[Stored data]
===

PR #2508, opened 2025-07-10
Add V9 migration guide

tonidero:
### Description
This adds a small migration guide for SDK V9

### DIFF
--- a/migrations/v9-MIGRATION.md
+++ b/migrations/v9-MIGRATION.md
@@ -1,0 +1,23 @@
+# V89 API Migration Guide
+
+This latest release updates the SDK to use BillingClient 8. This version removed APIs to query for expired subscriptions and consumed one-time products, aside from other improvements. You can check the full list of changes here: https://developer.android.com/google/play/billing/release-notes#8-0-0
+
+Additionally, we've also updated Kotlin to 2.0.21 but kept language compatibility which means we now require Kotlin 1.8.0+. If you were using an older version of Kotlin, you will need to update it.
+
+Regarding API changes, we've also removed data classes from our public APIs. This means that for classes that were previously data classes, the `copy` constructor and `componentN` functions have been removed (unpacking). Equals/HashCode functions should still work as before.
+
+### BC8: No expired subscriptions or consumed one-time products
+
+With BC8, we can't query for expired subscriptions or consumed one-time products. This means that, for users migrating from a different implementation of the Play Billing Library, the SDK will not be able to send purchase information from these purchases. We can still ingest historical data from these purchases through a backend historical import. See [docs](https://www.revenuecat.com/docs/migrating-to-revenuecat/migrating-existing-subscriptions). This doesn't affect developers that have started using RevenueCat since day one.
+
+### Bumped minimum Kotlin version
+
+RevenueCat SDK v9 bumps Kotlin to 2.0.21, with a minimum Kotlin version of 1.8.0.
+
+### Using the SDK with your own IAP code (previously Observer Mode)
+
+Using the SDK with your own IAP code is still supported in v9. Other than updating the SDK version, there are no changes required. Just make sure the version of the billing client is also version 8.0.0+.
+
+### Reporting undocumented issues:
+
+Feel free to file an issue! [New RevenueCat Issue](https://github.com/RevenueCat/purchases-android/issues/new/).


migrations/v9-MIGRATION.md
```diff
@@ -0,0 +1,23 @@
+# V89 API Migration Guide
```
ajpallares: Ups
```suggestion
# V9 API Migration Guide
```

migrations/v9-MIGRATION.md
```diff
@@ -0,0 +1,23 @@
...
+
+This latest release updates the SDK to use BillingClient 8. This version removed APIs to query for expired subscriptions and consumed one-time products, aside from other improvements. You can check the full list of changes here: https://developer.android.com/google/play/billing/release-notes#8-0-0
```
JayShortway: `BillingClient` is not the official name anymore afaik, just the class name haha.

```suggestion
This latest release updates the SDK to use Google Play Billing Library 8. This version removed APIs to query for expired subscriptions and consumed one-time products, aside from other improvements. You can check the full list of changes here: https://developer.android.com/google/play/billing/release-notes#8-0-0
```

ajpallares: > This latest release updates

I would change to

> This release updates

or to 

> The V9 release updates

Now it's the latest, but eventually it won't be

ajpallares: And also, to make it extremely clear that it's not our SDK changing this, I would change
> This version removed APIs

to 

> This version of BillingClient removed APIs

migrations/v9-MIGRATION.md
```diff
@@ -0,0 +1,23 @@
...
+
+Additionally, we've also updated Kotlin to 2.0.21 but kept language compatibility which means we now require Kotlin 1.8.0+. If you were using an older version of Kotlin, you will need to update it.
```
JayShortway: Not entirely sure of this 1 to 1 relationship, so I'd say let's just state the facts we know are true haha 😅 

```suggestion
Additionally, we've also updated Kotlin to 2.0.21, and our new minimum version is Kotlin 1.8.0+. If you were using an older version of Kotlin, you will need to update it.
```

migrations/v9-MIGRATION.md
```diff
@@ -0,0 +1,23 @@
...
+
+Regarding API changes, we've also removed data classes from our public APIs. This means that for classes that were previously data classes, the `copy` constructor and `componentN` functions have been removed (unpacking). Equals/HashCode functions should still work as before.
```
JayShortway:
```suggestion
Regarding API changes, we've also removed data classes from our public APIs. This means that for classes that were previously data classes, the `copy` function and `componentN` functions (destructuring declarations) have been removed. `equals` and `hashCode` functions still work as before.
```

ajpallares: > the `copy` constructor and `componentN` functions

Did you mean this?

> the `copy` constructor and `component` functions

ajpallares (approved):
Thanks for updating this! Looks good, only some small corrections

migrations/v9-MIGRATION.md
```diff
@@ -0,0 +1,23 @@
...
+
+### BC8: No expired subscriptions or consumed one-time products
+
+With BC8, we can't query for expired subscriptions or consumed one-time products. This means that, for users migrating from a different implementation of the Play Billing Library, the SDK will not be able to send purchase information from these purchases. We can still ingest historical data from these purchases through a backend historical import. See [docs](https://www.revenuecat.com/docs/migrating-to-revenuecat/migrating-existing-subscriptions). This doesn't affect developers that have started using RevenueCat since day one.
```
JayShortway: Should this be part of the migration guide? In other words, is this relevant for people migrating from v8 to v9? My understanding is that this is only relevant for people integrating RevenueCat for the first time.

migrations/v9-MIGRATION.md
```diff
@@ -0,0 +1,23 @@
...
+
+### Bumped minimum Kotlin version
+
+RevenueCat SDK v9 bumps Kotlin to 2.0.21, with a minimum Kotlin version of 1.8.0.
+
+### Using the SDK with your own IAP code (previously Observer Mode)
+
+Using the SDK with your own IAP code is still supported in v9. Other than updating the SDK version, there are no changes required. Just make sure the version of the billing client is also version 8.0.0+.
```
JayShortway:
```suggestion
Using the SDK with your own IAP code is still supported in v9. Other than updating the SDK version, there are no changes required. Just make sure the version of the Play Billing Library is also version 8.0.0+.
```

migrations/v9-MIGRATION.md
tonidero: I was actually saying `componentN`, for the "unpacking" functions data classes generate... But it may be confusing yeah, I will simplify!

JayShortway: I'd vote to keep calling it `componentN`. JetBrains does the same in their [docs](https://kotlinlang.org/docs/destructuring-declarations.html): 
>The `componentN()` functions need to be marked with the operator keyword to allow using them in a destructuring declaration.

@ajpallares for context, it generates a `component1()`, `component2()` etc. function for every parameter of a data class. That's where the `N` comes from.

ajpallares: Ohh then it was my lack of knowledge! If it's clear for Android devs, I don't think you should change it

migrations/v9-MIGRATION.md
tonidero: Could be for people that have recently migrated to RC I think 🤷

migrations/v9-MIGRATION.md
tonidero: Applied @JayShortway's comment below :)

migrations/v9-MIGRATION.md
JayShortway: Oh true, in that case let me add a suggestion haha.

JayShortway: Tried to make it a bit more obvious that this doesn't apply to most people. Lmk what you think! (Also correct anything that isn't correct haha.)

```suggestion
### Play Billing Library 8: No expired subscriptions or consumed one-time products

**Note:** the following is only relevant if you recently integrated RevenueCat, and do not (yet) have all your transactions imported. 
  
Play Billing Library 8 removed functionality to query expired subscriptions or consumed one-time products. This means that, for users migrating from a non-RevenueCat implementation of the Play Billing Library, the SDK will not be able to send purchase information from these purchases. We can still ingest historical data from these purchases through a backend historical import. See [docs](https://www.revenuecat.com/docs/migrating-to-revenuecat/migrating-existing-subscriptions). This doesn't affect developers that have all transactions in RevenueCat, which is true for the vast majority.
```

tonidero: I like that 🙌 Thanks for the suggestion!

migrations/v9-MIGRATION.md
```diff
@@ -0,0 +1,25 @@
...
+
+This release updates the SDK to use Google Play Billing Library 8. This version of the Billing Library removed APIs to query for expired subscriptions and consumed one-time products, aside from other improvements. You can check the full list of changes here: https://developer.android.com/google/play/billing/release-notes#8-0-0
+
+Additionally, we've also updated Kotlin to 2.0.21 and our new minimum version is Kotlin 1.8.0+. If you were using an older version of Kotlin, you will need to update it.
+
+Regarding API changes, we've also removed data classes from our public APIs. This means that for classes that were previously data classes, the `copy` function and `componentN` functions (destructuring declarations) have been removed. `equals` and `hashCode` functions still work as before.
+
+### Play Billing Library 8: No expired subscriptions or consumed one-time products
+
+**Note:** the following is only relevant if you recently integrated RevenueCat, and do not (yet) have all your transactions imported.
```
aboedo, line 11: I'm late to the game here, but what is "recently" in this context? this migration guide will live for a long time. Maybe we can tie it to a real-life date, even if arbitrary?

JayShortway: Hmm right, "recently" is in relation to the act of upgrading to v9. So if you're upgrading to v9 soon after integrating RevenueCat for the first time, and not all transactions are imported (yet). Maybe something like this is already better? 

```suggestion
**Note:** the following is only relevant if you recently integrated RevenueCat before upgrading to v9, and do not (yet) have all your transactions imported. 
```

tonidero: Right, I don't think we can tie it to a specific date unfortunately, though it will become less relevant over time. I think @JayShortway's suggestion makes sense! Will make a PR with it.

===

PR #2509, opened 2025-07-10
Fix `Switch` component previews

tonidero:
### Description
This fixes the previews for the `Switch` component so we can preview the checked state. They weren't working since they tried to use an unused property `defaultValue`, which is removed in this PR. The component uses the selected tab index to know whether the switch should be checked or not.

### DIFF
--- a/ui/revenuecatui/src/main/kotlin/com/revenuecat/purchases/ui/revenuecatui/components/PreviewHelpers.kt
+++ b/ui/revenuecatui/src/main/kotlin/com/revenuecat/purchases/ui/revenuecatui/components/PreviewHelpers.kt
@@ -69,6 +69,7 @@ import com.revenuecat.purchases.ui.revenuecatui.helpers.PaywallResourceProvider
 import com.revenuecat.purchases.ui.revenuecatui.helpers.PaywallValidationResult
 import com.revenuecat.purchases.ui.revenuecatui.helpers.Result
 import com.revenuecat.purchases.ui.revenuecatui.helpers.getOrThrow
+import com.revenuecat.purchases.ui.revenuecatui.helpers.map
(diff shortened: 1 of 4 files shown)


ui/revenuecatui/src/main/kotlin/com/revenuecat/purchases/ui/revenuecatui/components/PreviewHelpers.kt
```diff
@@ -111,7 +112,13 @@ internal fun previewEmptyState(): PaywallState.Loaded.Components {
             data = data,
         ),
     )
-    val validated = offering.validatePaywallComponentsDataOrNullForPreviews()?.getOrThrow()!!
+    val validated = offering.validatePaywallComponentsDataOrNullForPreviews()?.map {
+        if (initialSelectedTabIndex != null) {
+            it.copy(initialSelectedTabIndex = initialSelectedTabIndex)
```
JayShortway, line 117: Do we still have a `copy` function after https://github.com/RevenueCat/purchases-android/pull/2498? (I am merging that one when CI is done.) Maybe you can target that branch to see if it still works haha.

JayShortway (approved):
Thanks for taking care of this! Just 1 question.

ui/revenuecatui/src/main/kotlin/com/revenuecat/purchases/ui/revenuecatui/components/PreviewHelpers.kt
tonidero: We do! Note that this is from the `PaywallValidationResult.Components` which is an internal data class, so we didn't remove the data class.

===

▸ **PROMPT**
Go through the records above and, whenever a line includes the word "would", copy it.

▸ **SOLUTION FOR THIS TASK**
I would change to
ajpallares: And also, to make it extremely clear that it's not our SDK changing this, I would change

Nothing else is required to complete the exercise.